Se trata de una expresión afortunada en sí misma, si la despojamos de las connotaciones que se le suelen atribuir o el uso más o menos partidista que se haga de esa función tan humana y tan indispensable, que es recordar.
Asumir la propia historia, en lo individual y en lo colectivo, es uno de los requisitos para tener conciencia de nuestros pasos y de la dirección que queremos dar a nuestro tránsito por la vida. Con esa memoria histórica tan mencionada, hacemos justicia a quienes nos dejaron sus huellas, aprendemos de sus experiencias, las positivas para poder reproducirlas, las negativas, para tratar de aprender la lección y no volverlas a repetir…

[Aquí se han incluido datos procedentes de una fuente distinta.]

PR #156, opened 2022-09-21
ace_fit routines looks for ace_fit.jl by asking julia ACE1pack for its install path

### LINKED ISSUE #155: automatically find ace_fit.jl
I have a little shell script that can find the location of `ace_fit.jl`, assuming that `julia` is executable.  Is it worth adding that to the ace fitting routines?

bernstei:
If `WFL_ACE_FIT_COMMAND` not specified, run `julia` (or `WFL_JULIA_COMMAND`) to find out path to `ACE1pack` which will be used.

As a side effect, requires ace_fit tests to have an explicit `--runacefit` marker instead of the presence an env var with the fitting script path.  Refactored the whole pytest marker/runtime flag routines, since they were getting out of control.

closes #155


gelzinyte:
Works like a charm! (on Womble and locally, on development as well as freshly installed branches)

wfl/fit/ace.py
```diff
@@ -258,11 +258,12 @@ def run_ace_fit(fitting_configs, ace_fit_params, skip_if_present=False, run_dir=
 
     if ace_fit_command is None:
         if "WFL_ACE_FIT_COMMAND" in os.environ:
-           ace_fit_command = os.environ["WFL_ACE_FIT_COMMAND"]
+            ace_fit_command = os.environ["WFL_ACE_FIT_COMMAND"]
         else:
-            raise ValueError("Executable and path to ace_fit.jl must be given either as a `ace_fit_command` argument "\
-                "to `run_ace_fit()` or via WFL_ACE_FIT_COMMAND environment variable ")
-    
+            julia = os.environ.get("WFL_JULIA_COMMAND", "julia")
```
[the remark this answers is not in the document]
bernstei: Where `wfl.utils.julia` ? And would you just want a function that returns the `julia` executable, or something that handles running the julia command line?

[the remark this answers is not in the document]
bernstei: I just did the simplest thing in my latest commit. Do you think that's enough?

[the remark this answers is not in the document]
gelzinyte: sorry I wasn't clear enough! I meant the path to the `ace_fit.jl` (with or without `julia` bit). I'll add that on.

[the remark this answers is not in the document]
gelzinyte: I've added the change I had in mind, let me know how that looks.

wfl/utils/julia.py
```diff
@@ -1,4 +1,12 @@
 import os
+import subprocess
+import shlex
+from pathlib import Path
 
 def julia_exec_path():
     return os.environ.get("WFL_JULIA_COMMAND", "julia")
+
```
bernstei, line 8: I like this in a function, but do you really think it belongs outside of `fit/ace.py`?  It's entirely specific to the fitting code. The julia interpreter I can see being useful for other things, but not the fitting script itself.

bernstei: Sorry - I find the github interface for associating comments with specific source lines confusing (or just broken).

I mean the function that returns the `run_train.py` path - don't you think that should live in `fit/ace.py`, or maybe `fit/ace_utils.py`, or even `fit/utils.py`?

gelzinyte: yeah, that sounds more reasonable. I moved it to `fit/utils.py`.

bernstei: I'm going to modify it further, making `ace_fit_jl_path` look up its own julia path, and add it to the command, so the calling function can do it in one step.  Just running the tests manually now, to make sure it's still OK.

gelzinyte: yes, that's how it should be 😄

bernstei:
OK - I'll merge as soon as my local tests finish successfully. Maybe I'll add julia to the CI.

bernstei:
OK - a ridiculous amount of fighting with julia later (much of which caused by things I really should realized more quickly), it's working.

Sabemos que quienes escriben la Historia no siempre tienen en cuenta todas las perspectivas y los matices, sino que, por el contrario, al seleccionar las fuentes de documentación y de información, suelen dejarse llevar más por sus interpretaciones subjetivas de los hechos que por la objetividad imparcial que se supone a todo investigador. Así se construyeron muchos mitos que el tiempo se encargó de derribar. El tiempo, sí, y la memoria recuperada.

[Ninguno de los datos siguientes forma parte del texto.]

PR #163, opened 2022-10-05
weight_from_sigma in ACE fit params rather than argument to ACE fitting wrapper

bernstei:
Remove weight_from_sigma as an argument to ace fit wrapper, instead make it a special value in weights dict in params

### DIFF
--- a/wfl/fit/ace.py
+++ b/wfl/fit/ace.py
@@ -21,7 +21,7 @@ from wfl.fit.utils import ace_fit_jl_path
 from expyre import ExPyRe
 import wfl.scripts
 
-def fit(fitting_configs, ACE_name, ace_fit_params, ace_fit_command=None, weight_from_sigma=False,
+def fit(fitting_configs, ACE_name, ace_fit_params, ace_fit_command=None,
         ref_property_prefix='REF_', skip_if_present=False, run_dir='.', dry_run=False,
         verbose=True, remote_info=None, remote_label=None, wait_for_results=True):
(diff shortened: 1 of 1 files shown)


wfl/fit/ace.py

Hay muchas zonas en penumbra en las visiones que nos llegan de nuestro pasado, unas deliberadamente oscurecidas y otras simplemente olvidadas o deformadas por el descuido y el desinterés. Todavía quedan muchos descubrimientos que hacer, a la luz de nuevas opciones, de nuevos ejercicios de memoria.
En parte, aprender la Filosofía de la vida requiere un ejercicio de memoria histórica, es decir, de rescatar de las sombras episodios significativos que explican muchas cosas sobre nosotros mismos y nuestro tiempo presente. Historia y Filosofía son dos tareas de búsqueda del conocimiento que se dan la mano continuamente y se enriquecen de manera recíproca, pues la memoria es la base que sustenta nuestra proyección hacia el futuro y las posibilidades creativas que podemos desarrollar.
Ya lo decía el divino Platón, que “conocer es recordar”, aunque él se refiere a otra memoria, a la memoria del alma. Pero eso es otra historia.